Thanks all, for the advice. I will send it in, along with the camera. I really appreciate the encouragement.


----------



## Krob78 (Jun 6, 2014)

I had soft focus issues with my 100-400L also. I was hardly ever even using it anymore on my 7D or my 5D3. I was really not happy with the reach on my 70-200 f/2.8 II, although the sharpness and IQ was amazing, especially compared to my 100-400L. 

Shortly after becoming a CPS member, I decided to send my lens in for a check up, calibration, etc., as I finally decided to just sell it. I got it back at the end of the week and decided to put it on my 5d3 and see if it acted any differently. Well, it was focusing worse! So I redid the MFA on it and low and behold, I had to recalibrate it to "0"!! 

Since that day, it's been hard to tell if my 100-400L is sharper or my 70-200 f/2.8 II is sharper! Now my 100-400L is on there most of the time, unless I'm shooting Real Estate. My 70-200L rarely comes out to play anymore! Funny isn't it? I wouldn't hesitate to send it in! They also discovered some other issues with my lens and I received a nice discount on the repair, enough to cover my expense of becoming a CPS member! 

So I join the chorus of other voices, Send it in! 

All the best! Let us know how it turns out for you!


----------



## groman (Jun 6, 2014)

Thanks, Ken- you all have made me feel a lot better about the possibilities for this lens. I have been very happy with the close shots, but the distance shots just aren't cutting it. I wonder if I need to send the camera in too? I'd rather not... My friends lens shoots just fine on my camera- should have done the old switcheroo!


----------



## mackguyver (Jun 6, 2014)

groman, just to take the variable out of play, I assume you used LiveView manual focus when you did the tests (and not AF), right?


----------



## groman (Jun 8, 2014)

Thanks, Mackguyver, for the question. I have tried live view manual focus, and still get really soft images at 400 at distant subjects.

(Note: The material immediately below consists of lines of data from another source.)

PR #2026, opened 2019-03-29
libvirt: Add an utility to run remote command

dzhengfy:
This is a function dedicated to run a command on remote host.

### DIFF
--- a/virttest/remote.py
+++ b/virttest/remote.py
@@ -961,6 +961,44 @@ def copy_files_from(address, client, username, password, port, remote_path,
                                    "values are scp and rss" % client)
 
 
+def run_remote_cmd(cmd, params, remote_runner=None, ignore_status=True):
+    """
+    A function to run a command on remote host.
+
+    :param cmd: the command to be executed
+    :param params: the parameter for executing
+    :param remote_runner: a remote runner object on remote host
+    :param ignore_status: True - not raise exception when failed
+                          False - raise exception when failed
+
+    :return: CmdResult object
+    :raise: exceptions.TestFail or exceptions.TestError
+    """
+    try:
+        if not remote_runner:
+            remote_ip = params.get("server_ip", params.get("remote_ip"))
+            remote_pwd = params.get("server_pwd", params.get("remote_pwd"))
+            remote_user = params.get("server_user", params.get("remote_user"))
+            remote_runner = RemoteRunner(host=remote_ip,
+                                         username=remote_user,
+                                         password=remote_pwd)
+
+        cmdresult = remote_runner.run(cmd, ignore_status=ignore_status)
+        logging.debug("Remote runner run result:\n%s", cmdresult)
+        if cmdresult.exit_status and not ignore_status:
+            raise exceptions.TestFail("Failed to run '%s' on remote: %s"
+                                      % (cmd, cmdresult))
+        return cmdresult
+    except (LoginError, LoginTimeoutError,
+            LoginAuthenticationError, LoginProcessTerminatedError) as e:
+        logging.error(e)
+        raise exceptions.TestError(e)
+    except process.CmdError as cmderr:
+        logging.error("Remote runner run failed:\n%s", cmderr)
+        raise exceptions.TestFail("Failed to run '%s' on remote: %s"
+                                  % (cmd, cmderr))
+
+
 class Remote_Package(object):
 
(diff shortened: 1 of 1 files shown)


virttest/utils_test/libvirt.py
```diff
@@ -3665,6 +3665,33 @@ def check_qemu_cmd_line(content, err_ignore=False):
...
+        remote_user = params.get("server_user", params.get("remote_user"))
+
+        remote_runner = remote.RemoteRunner(host=remote_ip,
+                                            username=remote_user,
+                                            password=remote_pwd)
+    cmdResult = remote_runner.run(cmd, ignore_status=True)
+    logging.debug("Remote runner run result:\n%s", cmdResult)
+    if cmdResult.exit_status:
+        raise exceptions.TestFail("Failed to run '%s' on remote: %s"
+                                  % (cmd, results_stderr_52lts(cmdResult).strip()))
```
kylazhang: How about add ignore_status? Maybe some usage do not want testfail if status error.

virttest/utils_test/libvirt.py
```diff
@@ -3665,6 +3665,33 @@ def check_qemu_cmd_line(content, err_ignore=False):
     return True
 
 
+def run_remote_cmd(cmd, params, remote_runner=None, ignore_status=True):
```
balamuruhans: It is better to place this method in `remote.py`

virttest/utils_test/libvirt.py
```diff
@@ -3665,6 +3665,33 @@ def check_qemu_cmd_line(content, err_ignore=False):
...
+    """
+    if not remote_runner:
+        remote_ip = params.get("server_ip", params.get("remote_ip"))
+        remote_pwd = params.get("server_pwd", params.get("remote_pwd"))
+        remote_user = params.get("server_user", params.get("remote_user"))
+
+        remote_runner = remote.RemoteRunner(host=remote_ip,
+                                            username=remote_user,
+                                            password=remote_pwd)
+    cmdResult = remote_runner.run(cmd, ignore_status=ignore_status)
```
balamuruhans: This doesn't work, we need to handle with `try` block.

virttest/utils_test/libvirt.py
dzhengfy: updated.

virttest/utils_test/libvirt.py
dzhengfy: updated

virttest/utils_test/libvirt.py
dzhengfy: updated

virttest/remote.py
```diff
@@ -961,6 +961,43 @@ def copy_files_from(address, client, username, password, port, remote_path,
                                    "values are scp and rss" % client)
 
 
+def run_remote_cmd(cmd, params, remote_runner=None, ignore_status=True):
+    """
+    A function to run a command on remote host.
+
+    :param cmd: the command to be executed
+    :param params: the parameter for executing
+    :param remote_runner: a remote runner object on remote host
```
kylazhang: missing 1 parameters. Others looks good for me

virttest/remote.py
```diff
@@ -961,6 +961,45 @@ def copy_files_from(address, client, username, password, port, remote_path,
...
+            remote_runner = RemoteRunner(host=remote_ip,
+                                         username=remote_user,
+                                         password=remote_pwd)
+
+        cmdresult = remote_runner.run(cmd, ignore_status=ignore_status)
+        logging.debug("Remote runner run result:\n%s", cmdresult)
+        if cmdresult.exit_status and not ignore_status:
+            raise exceptions.TestFail("Failed to run '%s' on remote: %s"
+                                      % (cmd, cmdresult))
+        return (cmdresult, remote_runner)
```
chunfuwen: I assume return cmdresult is enough, rather than cmdresult, remote_runner

dzhengfy: @chunfuwen , it is useful to return remote_runner because the client code can reuse this remote runner to execute other commands in following steps.

virttest/remote.py
dzhengfy: updated

virttest/remote.py
dzhengfy: @chunfuwen , updated according to discussion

I have printed out all my repair forms, and ready to send in to Canon repair. Very excited to hopefully get back a sharp lens. I live in some awesome wildlife country, and it is important to get some of those long distance shots!


----------



## mackguyver (Jun 11, 2014)

groman said:


> Thanks, Mackguyver, for the question. I have tried live view manual focus, and still get really soft images at 400 at distant subjects. I have printed out all my repair forms, and ready to send in to Canon repair. Very excited to hopefully get back a sharp lens. I live in some awesome wildlife country, and it is important to get some of those long distance shots!


I'm sorry to hear that it's not working, but if it comes back as well calibrated as the 135 f/2 I sent to Canon, you should be very happy! Let us know how it works out.


----------



## Mt Spokane Photography (Jun 11, 2014)

groman said:


> Thanks, Mackguyver, for the question. I have tried live view manual focus, and still get really soft images at 400 at distant subjects. I have printed out all my repair forms, and ready to send in to Canon repair. Very excited to hopefully get back a sharp lens. I live in some awesome wildlife country, and it is important to get some of those long distance shots!


Canon will adjust the lens to work with a properly calibrated body. If you think your body needs calibration, send it in as well. You will have to pay to have each one adjusted, its a bit of work and expensive equipment to do it right.


----------



## groman (Jun 22, 2014)

I got my lens back from Canon, and they said that the lens performed according to specs. Best focus and lens centering adjustments were made on the af assembly. I am not noticing any difference, so I do believe I need to send the camera in along with the lens. Should have done that to start with, but I was hoping it was just the lens.

I have tried a spyder lenscal with it, and it really seems fine according to that. Took some pictures of deer at about 500 yards (at 400mm), and still think it should be sharper. I am not above blaming myself for some of the issues, as there is so much to take into consideration when shooting animals- mainly, they move. I have a lot to learn, but I just can't get over the fact that I have recently seen two other 100-400s on 7Ds and they seem much sharper.

Anyway, I will send in the camera and hope for the best.


----------



## neuroanatomist (Jun 22, 2014)

groman said:


> Took some pictures of deer at about *500 yards* (at 400mm), and still think it should be sharper.



Assuming your distance estimate is accurate, you're expecting a sharp image from a 100-400L with subjects that are *one-quarter mile away*?? 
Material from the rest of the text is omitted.